The United States Supreme Court Sidesteps Partisan Gerrymandering, But Leaves the Door Open for Future Resolution

On Monday, March 7, 2022, the United States Supreme Court allowed court-drawn maps to stand for the upcoming 2022 midterm elections in North Carolina. In a 6-3 decision, the Supreme Court denied an application for emergency stay filed by the North Carolina General Assembly’s Republican legislative leadership to reinstate the remedial United States congressional maps enacted on February 17, 2022. The Supreme Court appears to have denied the application, in part, on the grounds that it was too late to order that the district lines be changed for the 2022 primary and general elections. 

The Supreme Court’s decision ends an approximately four-month litigation battle, beginning in North Carolina Superior Court. The originally drawn United States congressional map and legislative maps were enacted by the North Carolina General Assembly on November 4, 2021. These maps were challenged by plaintiffs who claimed the maps were an unconstitutional racial and partisan gerrymander under the North Carolina Constitution. On February 14, 2022, the North Carolina Supreme Court issued an Opinion holding that partisan gerrymandering claims are justiciable under the North Carolina Constitution and that the maps enacted by the North Carolina General Assembly violated several rights guaranteed to the North Carolina people by the North Carolina Constitution. 

In its Opinion, the North Carolina Supreme Court identified constitutional parameters for partisan gerrymandering for future redistricting maps. When a districting plan “systematically makes it harder for one group of voters” because of their party affiliation “to elect a governing majority than individuals in a favored party of equal size,” it “unconstitutionally infringes” upon voters’ “fundamental rights to vote on equal terms and to substantially equal voting power.”  Harper v.
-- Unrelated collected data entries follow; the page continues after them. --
PR #399, opened 2022-06-17
Addresses issues from APP-591

githubdoramon:
## Description

This PR addresses the following
- Fetches correct balances from user wallet (we were fetching each token contract balanceOf instead of user wallet)
- Sorts tokens on user wallet when we show them on deposit modal, always putting native token at first place
- Display the correct Native token, instead of hardcoding to Eth
- only adds the native token once to the list regardless of how many re-renders
- Handles errors if for any reason user has a weird token on her wallet that would break the app on trying to fetch the balance

Task: [APP-591](https://aragonassociation.atlassian.net/browse/APP-591)

## Type of change

## Checklist:

- [X] I have selected the correct base branch.
- [X] I have performed a self-review of my own code.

Hall, --- S.E.2d ---, No. 413PA21, 2022 WL 496215, at *35 (N.C. Feb. 14, 2022).  The North Carolina Supreme Court found that the previously enacted maps were unconstitutional partisan gerrymanders and remanded the case to the trial court to “oversee the redrawing of the maps by the General Assembly or, if necessary, by the court.”  Id. at *2.

To that end, the trial court appointed three Special Masters to oversee the review of any remedial redistricting plans. The North Carolina General Assembly enacted remedial maps on February 17, 2022,[1] and the plaintiffs submitted maps as well for the trial court’s consideration. On February 23, 2022, the trial court – which under North Carolina law is a three-judge panel appointed by the Chief Justice of the North Carolina Supreme Court – approved the remedial North Carolina senate and North Carolina house map, but did not approve the remedial United States congressional map. Instead, the trial court adopted a United States congressional map recommended by the Special Masters. Legislative leadership in the North Carolina General Assembly then filed the emergency stay to reinstate the map it previously enacted, arguing that the North Carolina court had overstepped its authority by usurping the power that the Elections Clause confines to the legislature.
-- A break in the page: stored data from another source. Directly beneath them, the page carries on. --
PR #403, opened 2022-06-20
Feature: Withdraw action in proposal creation

RakeshUP:
## Description

The only real change is this [diff](https://github.com/aragon/apps/pull/403/files#diff-6242221d708df91262b8eddf22ae11de873944247b91a75db99d1813cf1e2247R120-R137). The rest of the changes are due to me restructuring the code to be able to share it between the new proposal and new withdraw page

And the caveats remain:
- With Whitelist Voting DAOs, create proposal may fail(if you are not part of the whitelist - gas estimation will show error. We need to prevent users from starting the process itself maybe)
- Metadata isn't handled(needs the IPFS client)
- VotingTerminal data and Setup Voting data are hardcoded. We need to read that from subgraph

Task: [APP-586](https://aragonassociation.atlassian.net/jira/software/c/projects/APP/boards/40?modal=detail&selectedIssue=APP-586)

## Type of change

## Checklist:

### DIFF
--- a/packages/web-app/src/context/createProposal.tsx
+++ b/packages/web-app/src/context/createProposal.tsx
@@ -1,0 +1,194 @@
+import {ICreateProposal} from '@aragon/sdk-client';
+
+import React, {useState, useCallback, useMemo} from 'react';
+import {constants} from 'ethers';
+import {parseUnits} from 'ethers/lib/utils';
+import {generatePath, useNavigate} from 'react-router-dom';
+import {useFormContext} from 'react-hook-form';
+import {useTranslation} from 'react-i18next';
+import {useQuery} from '@apollo/client';
+
+import PublishModal from 'containers/transactionModals/publishModal';
+import {TransactionState} from 'utils/constants';
+import {Governance} from 'utils/paths';
+import {useClient} from 'hooks/useClient';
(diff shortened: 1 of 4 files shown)


packages/web-app/src/context/createProposal.tsx
```diff
@@ -0,0 +1,194 @@
...
+    return whitelistClient.dao.whitelist.createProposal(
+      votingAddress,
+      proposalCreationParams
+    );
+  };
+
+  const encodeActions = () => {
+    const actions = getValues().actions;
+    return actions.map((action: Record<string, string>) => {
+      if (action.name === 'withdraw_assets') {
```
WissenIstNacht, line 123: I assume this is eventually going to become something like a switch statement that encodes each type of action, right?

WissenIstNacht (approved):
Thanks man, LGTM

Fabricevladimir (approved):
Sweet! Good work

packages/web-app/src/context/createProposal.tsx
RakeshUP: Yes. This will be the common method to encode actions and we need to use a switch case and maybe define the action names using an enum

The United States Supreme Court’s decision on Monday leaves the door wide open for settling the issue of partisan gerrymandering and a state court’s right to adopt redistricting plans. Justices Samuel A. Alito, Jr., Clarence Thomas and Neil M. Gorsuch dissented, stating the case presented a good opportunity to consider a recurring question of constitutional law, namely, the extent of a state court’s authority to reject rules adopted by a state legislature for use in conducting federal elections, or the so-called Independent State Legislature Doctrine. Justice Alito’s dissent opined this case easily satisfied the criteria for certiorari. Justice Brett M. Kavanaugh’s concurrence agreed the issue is important and this issue is almost certain to keep arising until the Court definitively resolves it. The four total Justices in the concurrence and dissent suggest that this issue is nearly ripe for review. In fact, a writ of certiorari requires four of the nine Justices to accept a case, and granting a stay requires five of the nine Justices. On the same day, and without the accompanying dissents, the United States Supreme Court denied an emergency stay filed by legislative leadership from a similar case in Pennsylvania. Notably, these opinions follow the United States Supreme Court’s finding in Rucho v. Common Cause, 139 S.Ct. 2484 (2019) that whether a state districting plan was unconstitutional was not a justiciable matter for the federal courts.
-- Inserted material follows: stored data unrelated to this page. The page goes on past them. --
PR #413, opened 2022-06-29
Fix/app 643 font weights

WissenIstNacht:
## Description

Fixes issues with the default font-weight. Font weight is now default over any HTML element. Also fixes a couple of instances where font weight was medium instead of bold.

Task: [643](https://aragonassociation.atlassian.net/browse/APP-643)

## Type of change


RakeshUP (approved):

sepehr2github (approved):
Thanks for the changes!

Haynsworth Sinkler Boyd, P.A. participated in the North Carolina redistricting litigation, filing four amicus curiae briefs, including an amicus curiae brief for a bipartisan group of former Governors and a proposed amicus curiae brief for a legislative redistricting expert. If you have questions about redistricting litigation, please reach out to William McKinney or Jonathan Klett

[1]  The broad bipartisan consensus is that the North Carolina house passed a map that was formed with input from both political parties, while the North Carolina senate map was passed on a party-line vote.  Under North Carolina law, districting maps are created and enacted by the General Assembly, but are not subject to any bicameral presentment requirement to the Governor.